The Dutch animation studio Neo Geo and Not a Number Technologies (NaN) developed Blender as an in-house application, with the primary author being Ton Roosendaal. The name Blender was inspired by a song by Yello, from the album Baby.[145]

EFMPlus (1995)

EFMPlus is the channel code used in DVDs and SACDs, a more efficient successor to EFM used in CDs. It was created by Dutch electrical engineer Kees A. Schouhamer Immink, who also designed EFM. It is 6% less efficient than Toshiba's SD code, which resulted in a capacity of 4.7 gigabytes instead of SD's original 5 GB. The advantage of EFMPlus is its superior resilience against disc damage such as scratches and fingerprints.

Economics

Dutch East India Company

A bond from the Dutch East India Company (VOC), dating from 7 November 1623. The VOC was the first company in history to actually issue bonds and shares of stock to the general public. It was the VOC that invented the idea of investing in the company rather than in a specific venture governed by the company. The VOC was also the first company to use a fully-fledged capital market (including the bond market and the stock market) as a crucial channel to raise medium-term and long-term funds.

The Dutch East India Company (Verenigde Oostindische Compagnie, or VOC), founded in 1602, was the world’s first multinational, joint-stock,[146] limited liability corporation[147][148][149][150][151][152][153][154] – as well as its first government-backed trading cartel.[155][156][157][158] It was the first company to issue shares of stock and what evolved into corporate bonds. The VOC was also the first company to actually issue stocks and bonds through a stock exchange.[159][160][161][162] In 1602, the VOC issued shares that were made tradable on the Amsterdam Stock Exchange. This invention enhanced the ability of joint-stock companies to attract capital from investors as they could now easily dispose their shares. The company was known throughout the world as the VOC thanks to its logo featuring those initials, which became the first global corporate brand. The company's monogram also became the first global logo.[163]

First megacorporation (1602)

A coin (duit) minted in 1744 by the VOC.

The Dutch East India Company was arguably the first megacorporation, possessing quasi-governmental powers, including the ability to wage war, imprison and execute convicts, negotiate treaties, coin money and establish colonies.

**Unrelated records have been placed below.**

PR #3395, opened 2020-09-13
[python] Drop Python 3.5 support

StrikerRUS:
Python 3.5 is reaching its End of Life today and no need to support it anymore.

### DIFF
--- a/.vsts-ci.yml
+++ b/.vsts-ci.yml
@@ -30,7 +30,6 @@ jobs:
         TASK: regular
       sdist:
         TASK: sdist
-        PYTHON_VERSION: 3.5
       bdist:
         TASK: bdist
         PYTHON_VERSION: 3.7
@@ -81,7 +80,6 @@ jobs:
         PYTHON_VERSION: 3.7
       sdist:
         TASK: sdist
-        PYTHON_VERSION: 3.5
       bdist:
         TASK: bdist
   steps:
--- a/.appveyor.yml
+++ b/.appveyor.yml
@@ -29,7 +29,6 @@ install:
   - ps: >-
       switch ($env:PYTHON_VERSION) {
           "2.7" {$env:MINICONDA = "C:\Miniconda-x64"}
-          "3.5" {$env:MINICONDA = "C:\Miniconda35-x64"}
           "3.6" {$env:MINICONDA = "C:\Miniconda36-x64"}
           "3.7" {$env:MINICONDA = "C:\Miniconda37-x64"}
           default {$env:MINICONDA = "C:\Miniconda37-x64"}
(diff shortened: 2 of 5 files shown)


.vsts-ci.yml
```diff
@@ -81,7 +80,6 @@ jobs:
         PYTHON_VERSION: 3.7
       sdist:
         TASK: sdist
-        PYTHON_VERSION: 3.5
```
jameslamb, line 84: so what version of Python will we get in these jobs now? Will it just float?

jameslamb (commented):
Can you please let me know if I'm correct about this:

By "not supporting" Python <3.6.0, we just mean "we don't test against this or guarantee it will work", but we are intentionally not adding  `python_requires=">=3.6"`to `setup_user.py`  because people can still to install the library on those versions.

guolinke:
how about 2.7?

StrikerRUS:
@jameslamb 

> Can you please let me know if I'm correct about this:

Yeah, you're absolutely right! We just stop running tests against Python 3.5. But we do not adding `python_requires` field in `setup.py` to let users use any version they want on their own risk, while "supported" (tested) versions are listed here
https://github.com/microsoft/LightGBM/blob/164818b029b02253796c9b2fe6391c572608f345/python-package/setup.py#L302-L308

@guolinke 
> how about 2.7?

TBH, I don't have any strong opinion on this anymore. [PyPI Stats](https://pypistats.org/packages/lightgbm) shows that Python 2 is still used by 1.5k+ users each day. Do you have plans to add or refactor Python code which will require only 3 version?

.vsts-ci.yml
StrikerRUS: We have "default" values in each CI config which are applied if this field is empty for particular job:
https://github.com/microsoft/LightGBM/blob/164818b029b02253796c9b2fe6391c572608f345/.vsts-ci.yml#L10-L11
https://github.com/microsoft/LightGBM/blob/164818b029b02253796c9b2fe6391c572608f345/.travis.yml#L15-L17
https://github.com/microsoft/LightGBM/blob/164818b029b02253796c9b2fe6391c572608f345/.appveyor.yml#L5-L6

jameslamb (approved):
ok thanks for the explanation. I support this!

.vsts-ci.yml
jameslamb: ooooo I missed that, ok

guolinke:
@StrikerRUS okay, as python 2.7 only increases the CI cost, I think we can continue to support it.

StrikerRUS:
@guolinke 
> okay, as python 2.7 only increases the CI cost, I think we can continue to support it.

Many economic and political historians consider the Dutch East India Company as the most valuable, powerful and influential corporation in the world history.

The VOC existed for almost 200 years from its founding in 1602, when the States-General of the Netherlands granted it a 21-year monopoly over Dutch operations in Asia until its demise in 1796. During those two centuries (between 1602 and 1796), the VOC sent almost a million Europeans to work in the Asia trade on 4,785 ships, and netted for their efforts more than 2.5 million tons of Asian trade goods. By contrast, the rest of Europe combined sent only 882,412 people from 1500 to 1795, and the fleet of the English (later British) East India Company, the VOC's nearest competitor, was a distant second to its total traffic with 2,690 ships and a mere one-fifth the tonnage of goods carried by the VOC. The VOC enjoyed huge profits from its spice monopoly through most of the 17th century.[164]

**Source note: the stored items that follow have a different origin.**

PR #3396, opened 2020-09-14
Improve performance of path smoothing

btrotta:
When applying path smoothing, we need to calculate the output of the parent node. Previously this was calculated repeatedly for each potential split feature, but it's more efficient to just do it once per node. See comment here: https://github.com/microsoft/LightGBM/pull/3384/files/6d03633cdf41f7fd68118cdee7f169cac8b88eb0#r487355787

I also fixed a small bug: I was using `leaf_split->leaf_index() == 0` to test whether we are splitting the root node, but this is incorrect, now using `tree->num_leaves() == 1`.


guolinke (approved):
much clearer now, thanks so much!

StrikerRUS:
@btrotta Could you please resolve conflicts?

PR #3397, opened 2020-09-14
[R-package] mark CMake option for building R package as private

StrikerRUS:
Refer to https://github.com/microsoft/LightGBM/pull/3144#discussion_r487533033.


jameslamb (approved):
ok with me!

PR #3403, opened 2020-09-22
[python] Windows wheels that support GPUs via OpenCL

itamarst:
This is a follow-up to #3144, to actually use the new infrastructure to build Python wheels that can work both with and without GPUs.


.ci/test_windows.ps1
```diff
@@ -48,8 +48,23 @@ elseif ($env:TASK -eq "sdist") {
...
+    Write-Output "OpenCL install failed, aborting"
+    exit 1
+  }
+  RefreshEnv
+  Write-Output "Current OpenCL drivers:"
+  Get-ItemProperty -Path Registry::HKEY_LOCAL_MACHINE\SOFTWARE\Khronos\OpenCL\Vendors
+
   cd $env:BUILD_SOURCESDIRECTORY/python-package
-  python setup.py bdist_wheel --plat-name=win-amd64 --universal ; Check-Output $?
+  python setup.py bdist_wheel --integrated-opencl --plat-name=win-amd64 --universal ; Check-Output $?
```
itamarst, line 67: Possibly want to delete the `--universal`?

itamarst:
Will investigate failures tomorrow.

itamarst:
@StrikerRUS do you think you could review this? Thank you!

StrikerRUS:
@itamarst Yeah, I'll review this PR. Thanks for the ping!

But the first thing to do is to decide whether we want to replace our current Windows wheel with the new one which has GPU support. Or we want to create a separate project on PyPI with let say `lightgbm-gpu` name.


> I guess after merging this PR we can simply replace Windows wheel with this new one instead of creating a separate PyPI package for GPU support, right? @tpboudreau @itamarst @huanzhang12 @guolinke @jameslamb
As I've already mentioned, library size increased from ~1.8Mb to ~2.5Mb. So I believe this is not a problem at all.
  https://github.com/microsoft/LightGBM/pull/3144#issuecomment-691572257

jameslamb:
I think it is ok to have a single wheel with support for both.

itamarst:
Having one wheel is nicer user experience, I think:

1. Users don't have to figure out a different way to install something, they install one thing and it Just Works.

2. Use case from my client that paid for this work: they set up identical Python environments across machines with different hardware requirements. Having to customize per-environment is extra work.

StrikerRUS:
I also agree with that one wheel is better than two. But I'd like to hear more opinions from maintainers for this quite important change. @huanzhang12 @guolinke @henry0312 

@itamarst BTW, haven't you done any speed/accuracy benchmarks for CPU-only/old-fashioned locally compiled GPU version vs new wheel?

itamarst:
I haven't done any benchmarks.

huanzhang12:
Keeping a single wheel is a great idea! I really appreciate the hard work by @itamarst @tpboudreau to unify the build process with and without OpenCL. I don't have a Windows machine to test this PR, but the diff looks good to me.

BTW shall we also do the same on Linux wheels?

tpboudreau:
> BTW shall we also do the same on Linux wheels?

The required upstream change to the OpenCL repo just merged.  So I can now proceed on getting the integrated OpenCL build option supported on Linux too.  I'll try to get a PR up soon.

huanzhang12:
> > BTW shall we also do the same on Linux wheels?
> 
> The required upstream change to the OpenCL repo just merged. So I can now proceed on getting the integrated OpenCL build option supported on Linux too. I'll try to get a PR up soon.

That is great!

.ci/test_windows.ps1
```diff
@@ -69,6 +84,11 @@ if (($env:TASK -eq "sdist") -or (($env:APPVEYOR -eq "true") -and ($env:TASK -eq
 }
 pytest $tests ; Check-Output $?
 
+if ($env:TASK -eq "bdist") {
+  # Make sure we can do both CPU and GPU; see tests/python_package_test/test_dual.py
+  $env:LIGHTGBM_TEST_DUAL_CPU_GPU = "1"
+  pytest $env:BUILD_SOURCESDIRECTORY\tests\python_package_test\test_dual.py ; Check-Output $?
+}
```
StrikerRUS, line 91: As we are going to produce one universal wheel file for both GPU and CPU on Windows and given growing popularity of GPU usage among our users, I believe we can make "gpu" mode main for this wheel (only at CI side, not for produced artifacts) and run all our tests for it. Please refer to the following line to how we do that for `TASK="gpu"` on Linux
https://github.com/microsoft/LightGBM/blob/0c1c36cdbdf771a03c9ae0873eb28585e6c3d624/.ci/test.sh#L122-L123

tests/python_package_test/test_dual.py
```diff
@@ -0,0 +1,46 @@
...
+
+    try:
+        param = {"num_leaves": 31, "objective": "binary", "device": "gpu"}
+        lgb.train(param, train_data, 10, valid_sets=[validation_data])
+    except LightGBMError as e:
+        if str(e) == "No OpenCL device found":
+            # This is fine, it means there's no OpenCL device available,
+            # and OpenCL device is only searched for if we successfully
+            # loaded OpenCL GPU backend.
+            pass
```
StrikerRUS, line 44: Could you elaborate more on this? Why do we need this?

itamarst: This is run when the wheel is compiled for both CPU and GPU. It is explicitly requesting GPU usage.

There are two possibilities:

1. An OpenCL driver is available.
2. An OpenCL driver is not available.

In the first case, no exception is raised, test passes: we asked for GPU, got GPU, everything is good.

In the second case, a LightGBMError is raised... but because it mention "No OpenCL device found", that tells us that it tried to find a "GPU" (really, a OpenCL implementation). We asked for OpenCL, and tried to find it, so test should pass too.

StrikerRUS: Yeah, thanks, I understand the general meaning of this case. I was wondering about our concrete CI services. Where is this workaround needed: at Appveyor or Azure Pipelines? Looks like in both cases `opencl_runtime_18.1_x64_setup.msi` will be installed and integrated GPU will be used, won't it?

itamarst: It's needed anytime that test is run and OpenCL is not installed. It's possible that is nowhere, at the moment?

StrikerRUS: Yeah, I think we can remove it because we have the same `if` guards (`if ($env:TASK -eq "bdist")`) for installing OpenCL and running dual tests. Also, `pytest`'s `skipif` with env variable protects ordinary users from running that test.

Moreover, we do not need the second `if` and explicit command to run one new test file because that test file will be included in `$tests` variable. 
https://github.com/microsoft/LightGBM/blob/332559c0f84c2a23ec01c07737814b0aeb0ce474/.ci/test_windows.ps1#L64-L70
The only thing we need is to set `$env:LIGHTGBM_TEST_DUAL_CPU_GPU = "1"` before running tests.

.ci/test_windows.ps1
tpboudreau: First, I want to apologize for taking so long to get back on this.  The delay is entirely my fault.

Is it possible that we can defer this suggestion of building the library with device defaulted to 'gpu' (for CI) until a later time?

I have altered the config.h source code before building the wheel as suggested and have run into several difficulties in testing.  Although I haven't completely uncovered the root causes of the all these failures, I think three things are intersecting: (1) using a CPU based opencl platform (many test assertions fail because results exceed the test tolerance); (2) exposing a few possible bugs in the Windows build for the library (a few tests fail with access violations on Windows even when using an nvidia opencl platform); and (3) installing an opencl driver in a running CI vm and updating the environment visible to the tests (for example, tests occasionally fail because the newly installed driver is not found).

It will take more time than I can spare right this moment to sort thru all these issues (number (2) above is probably the most important to the general user population).

Please let me know if you think we can allow this PR to merge while building and testing the traditional library into the wheel.  Thanks!

tests/python_package_test/test_dual.py
tpboudreau: I've made this change.  test_dual.py now runs only once, with the environment variable set to "1".

.ci/test_windows.ps1
StrikerRUS: @tpboudreau Thanks a lot for your response! No problem, take your time!

> Please let me know if you think we can allow this PR to merge while building and testing the traditional library into the wheel.

I think we can then merge only changes in `setup.py` with the aim for future continuation. All other changes look like a kind of confusing and unused code which brings no value right now. I mean, if we have `if str(e) == "No OpenCL device found": pass`, `test_dual.py` actually asserts that `test_cpu_works()` which only enlarges our CI time. But we cannot produce any artifacts without any tests. In other words, I don't think that adding a test with "skip always" flag makes any sense, but just confuses maintainers.

tests/python_package_test/test_dual.py
StrikerRUS: Thank you very much for all your work!

.ci/test_windows.ps1
tpboudreau: Thanks @StrikerRUS  for continuing to look over and help out with this PR.  I'm not sure I completely follow your comment about test_dual.py -- it is currently active in the Windows bdist test build.  But I've made a change that I think addresses your concerns and makes more sense than the current code.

Dutch auction (17th century)

A Dutch auction is also known as an open descending price auction. Named after the famous auctions of Dutch tulip bulbs in the 17th century, it is based on a pricing system devised by Nobel Prize–winning economist William Vickrey. In the traditional Dutch auction, the auctioneer begins with a high asking price which is lowered until some participant is willing to accept the auctioneer's price. The winning participant pays the last announced price. Dutch auction is also sometimes used to describe online auctions where several identical goods are sold simultaneously to an equal number of high bidders. In addition to cut flower sales in the Netherlands, Dutch auctions have also been used for perishable commodities such as fish and tobacco.

First modern art market (17th century)

The Dutch Republic was the birthplace of the first modern art market (open art market or free art market). The seventeenth-century Dutch were the pioneering arts marketers, successfully combining art and commerce together as we would recognise it today.[165] Until the 17th century, commissioning works of art was largely the preserve of the church, monarchs and aristocrats. The emergence of a powerful and wealthy middle class in Holland, though, produced a radical change in patronage as the new Dutch bourgeoisie bought art. For the first time, the direction of art was shaped by relatively broadly-based demand rather than religious dogma or royal whim, and the result was a market which today's dealers and collectors would find familiar. With the creation of the first large-scale open art market, prosperous Dutch merchants, artisans, and civil servants bought paintings and prints in unprecedented numbers. Foreign visitors were astonished that even modest members of Dutch society such as farmers and bakers owned multiple works of art.

Concept of corporate governance (17th century)

The seventeenth-century Dutch businessmen were the pioneers in laying the basis for modern corporate governance. Isaac Le Maire, an Amsterdam businessman and a sizeable shareholder of the VOC, became the first recorded investor to actually consider the corporate governance's problems. In 1609, he complained of the VOC's shoddy corporate governance. On January 24, 1609, Le Maire filed a petition against the VOC, marking the first recorded expression of shareholder activism. In what is the first recorded corporate governance dispute, Le Maire formally charged that the directors (the VOC's board of directors – the Heeren XVII) sought to “retain another’s money for longer or use it ways other than the latter wishes” and petitioned for the liquidation of the VOC in accordance with standard business practice.[166][167][168]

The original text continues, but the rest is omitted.